За заставой они закусили и выпили.
— Один шнапс не шнапс, два шнапса тоже не шнапс, и только три шнапса это полшнапса, — сказал Али-египтянин. — Так говорят волжские немцы. Эх, братцы, рад я, что увижу матушку Волгу.
— А я не люблю уезжать из Питера, — сказал, вздыхая, шпрех. — Говорят, только в одном городе на свете есть такая набережная, да я не помню, в каком. Еще приведет ли Бог все это увидеть?
— А вы что, помирать собрались? — спросила мимистка-физиономистка.
— В нашем деле нельзя знать. Может такое случиться, что костей не соберут. Я ведь и на трапеции работаю.
— Зачем же говорить о том, что может случиться? — сказал Рыжков. — А если на арене и умрешь, то почетнее смерти нельзя желать! Всю жизнь служил своему делу и смертью послужил. Это самое главное: трудиться и уважать свой труд.
— Это вы верно говорите, — сказал шпрех. Али-египтянин тоже одобрительно кивнул головой.
— Правда, правда, — подтвердила мимистка-физиономистка.
— Теперь, говорят, страхуют от увечья, да я не верю: одно надувательство, — сказал Али-египтянин. — Ну, что ж, Алешенька, по третьему шнапсу? За нашу-то, за помещицу Мамонтову, она всегда тебя звала Алешенькой. Уехала от тебя, старый?

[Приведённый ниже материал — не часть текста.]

PR #106, opened 2020-10-14
Check container size vs bits/bytes size at compile

wcampbell0x2a:
- Add panic if bits is larger than the container size.
- Add Tests for new feature.
- Removed code in runtime for checking container size, since it is
  asserted at compile time now.

Any comments/questions welcome!

### DIFF
--- a/deku-derive/src/lib.rs
+++ b/deku-derive/src/lib.rs
@@ -591,10 +591,26 @@ mod tests {
             #[deku(id = "3")]
             C { field_n: u8 },
         }"#),
+        case::valid_bits(r#"struct Test(#[deku(bits=8)] u8);"#),
 
-        // TODO: these tests should error/warn eventually?
-        // error: trying to store 9 bits in 8 bit type
+        // error: invalid bit container size for deku bits/bytes attribute
+        #[should_panic(expected="field `field_0` of type `u8` with bit size: 8, not big enough for bits = 9")]
         case::invalid_storage(r#"struct Test(#[deku(bits=9)] u8);"#),
+        #[should_panic(expected="field `field_a` of type `u16` with bit size: 16, not big enough for bits = 24")]
+        case::invalid_storage(r#"
+        struct Invalid {
+            #[deku(bytes = 3)]
+            pub field_a: u16
+        }
+        "#),
+        #[should_panic(expected="field `ganondorf` of type `u8` with bit size: 8, not big enough for bits = 120")]
+        case::invalid_storage(r#"
+        struct Invalid {
+            #[deku(bits = 120)]
+            pub ganondorf: u8
+        }
+        "#),
+        // TODO
         // warn: trying to set endian on a type which wouldn't make a difference
         case::invalid_endian(r#"struct Test(#[endian=big] u8);"#),
     )]
--- a/deku-derive/src/lib.rs
+++ b/deku-derive/src/lib.rs
@@ -616,6 +616,13 @@ mod tests {
             pub ganondorf: u8
         }
         "#),
+        #[should_panic(expected="field `ganondorf` of type `u8` with bit size: 8, not big enough for bits = 9")]
+        case::invalid_storage(r#"
+        struct Invalid {
+            #[deku(ctx = "deku::ctx::BitSize(9)")]
+            pub ganondorf: u8
+        }
+        "#),
         // TODO
         // warn: trying to set endian on a type which wouldn't make a difference
         case::invalid_endian(r#"struct Test(#[endian=big] u8);"#),
--- a/deku-derive/src/lib.rs
+++ b/deku-derive/src/lib.rs
@@ -578,6 +578,12 @@ mod tests {
             #[deku(skip, default = "5")]
             field_e: u32,
         }"#),
+        case::valid_ctx_bitsize(r#"
+        struct Invalid {
+            #[deku(ctx = "deku::ctx::BitSize(7)")]
+            pub hey_listen: u8
+        }
+        "#),
 
         // Valid Enum
         case::enum_empty(r#"#[deku(type = "u8")] enum Test {}"#),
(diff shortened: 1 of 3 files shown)


deku-derive/src/lib.rs
```diff
@@ -591,10 +591,26 @@ mod tests {
...
+        #[should_panic(expected="field `field_0` of type `u8` with bit size: 8, not big enough for bits = 9")]
         case::invalid_storage(r#"struct Test(#[deku(bits=9)] u8);"#),
+        #[should_panic(expected="field `field_a` of type `u16` with bit size: 16, not big enough for bits = 24")]
+        case::invalid_storage(r#"
+        struct Invalid {
+            #[deku(bytes = 3)]
+            pub field_a: u16
+        }
+        "#),
+        #[should_panic(expected="field `ganondorf` of type `u8` with bit size: 8, not big enough for bits = 120")]
```
sharksforarms, line 606: Heyyy someone got the deku reference! :+1:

Они выпили еще по рюмке. Али-египтянин закупорил и спрятал бутылку. Шпрех приятным тенором затянул цирковую песню:
У трамплина мандолина,
На трамплине барабан…
— Это он правильно. Отъезжая, надо петь, — сказал Алексей Иванович.
Все подхватили хором:
Клоун, рыжий, балерина
Всех наречий и всех стран.
Историко-литературная справка
На протяжении 1930-х годов Алданов публиковал романы только на современную тему: после трилогии «Ключ», «Бегство», «Пещера» выступил с романом «Начало конца». Поселившись в начале второй мировой войны в США, он решил возвратиться к историческому жанру, к предыстории событий, воплощенных в трилогии, стал с 1942 г. писать «Истоки».

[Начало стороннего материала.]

PR #114, opened 2020-10-20
Avoid `use core::convert::TryInto` in empty update

wcampbell0x2a:
This is rather small, but it removes the quotes! for:
`use core::convert::TryInto` if the update() function has no need for
it.

### DIFF
--- a/deku-derive/src/macros/deku_write.rs
+++ b/deku-derive/src/macros/deku_write.rs
@@ -98,10 +98,13 @@ fn emit_struct(input: &DekuData) -> Result<TokenStream, syn::Error> {
         }
     };
 
+    // avoid outputing `use core::convert::TryInto` if update() function is empty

Работа над этим самым крупным по объему из его романов продолжалась до 1946 г. Параллельно Алданов печатал короткие рассказы на актуальные, подсказанные войной темы, участвовал в создании в Нью-Йорке толстого литературно-художественного и общественно-политического журнала на русском языке. Он назывался «Новый журнал» и выходил раз в квартал, почти в каждом его номере печатались новые произведения писателя. Постепенно роман отодвигал на задний план все другие дела. Алданов задумал ввести в сюжет образы цирковых артистов и, чтобы достоверно изобразить характеры и обычаи неизвестной ему среды, отправился с бродячим цирком в турне по Соединенным Штатам. «Он знал, что быт и атмосфера этих цирков едва изменяются с годами и широтами. В результате даже в цирковой технике, описанной в романе, и там „комар носа не подточит“. Писательская честность Алданова действительно была беспредельна», — свидетельствует мемуарист А. Бахрах.[303] 29 июня 1945 г. Алданов сообщил И. А. Бунину: «Кроме „Истоков“ я ничего не пишу»!..[304]

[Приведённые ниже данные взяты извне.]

PR #115, opened 2020-10-20
Add emit_try_from() and emit_from_bytes()

wcampbell0x2a:
Add functions for shared usage between enum and structs emit functions for removal of duplicated code.


sharksforarms:
Thanks!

Русское книгоиздательское дело за рубежом в первые послевоенные годы находилось в упадке. Сначала «Истоки» появились в переводе на английский язык (1947) под названием «Before the Deluge» («Перед потопом»). В 1948 г. Книжное общество Англии избрало это произведение лучшим романом месяца. Лишь в 1950 г. роман появился на русском языке, его выпустило в двух томах парижское издательство «YMCA-Press». Деление на два тома было предпринято издательством, а не автором: на выставке «YMCA-Press» в Москве осенью 1990 г. демонстрировался автограф письма Алданова в редакцию, Б. М. Крутикову, от 29 сентября 1948 г., где писатель сообщает, что ему все равно, выйдет роман в двух или в трех томах.
Вскоре после публикации «Истоков» в журналах русской эмиграции появились две в корне противоположных оценки романа: поэт Георгий Иванов увидел в нем проповедь безверия и скептицизма, нашел его вредным («Возрождение», Париж, 1950, № 10), историк М. Карпович, напротив, назвал «Истоки» лучшим произведением Алданова, продолжающим толстовскую литературную традицию («Новый журнал», Нью-Йорк, 1950, № 24).